* **DIRECTIONS**
Once you find the line that contains "3. Add the new", transcribe it and each line after it through the end of the listing, exactly as written.

* **EXTRACTED INFORMATION**
:::

PR #1891, opened 2020-05-25
[BPK-3982]: Added event banner alert type

olliecurtis:
Screenshot 2020-05-25 at 17 30 57


shaundon:
Looks good!

 CI is failing because the .css file has changed. I can see you've committed that in this PR, maybe there's a change missing from it?

olliecurtis:
Thanks for raising @shaundon - I have tried running the build locally and nothing is changing 🤔 so will do some digging to find out what is happening

PR #1893, opened 2020-06-08
[BPK-4011]: Added back and forward native icons

olliecurtis:
Added these icons as they were stored separately in the React Native repo, the native android ones are in our svgs so makes sense for the iOS ones too


olliecurtis:
Closing due to ongoing discussion

PR #1895, opened 2020-06-16
[BPK-4041] New icons

georgegillams:
This PR causes the font to be generated with 2 versions of each glyph: `glyph--name` and `glyph--name-sm`. Going forward, the dedicated `sm` variant should be used whenever rendering an icon at the smaller size. 

Once we have the new icons for both large and small:
1. Delete all the svgs in `./packages/bpk-svgs/src/icons/`
2. Add the new large svgs to `./packages/bpk-svgs/src/icons/lg`
3. Add the new small svgs to `./packages/bpk-svgs/src/icons/sm`
4. rebuild

+ [x] `UNRELEASED.yaml`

:::

* **SOLUTION TO THIS PROBLEM**
3. Add the new small svgs to `./packages/bpk-svgs/src/icons/sm`
4. rebuild

+ [x] `UNRELEASED.yaml`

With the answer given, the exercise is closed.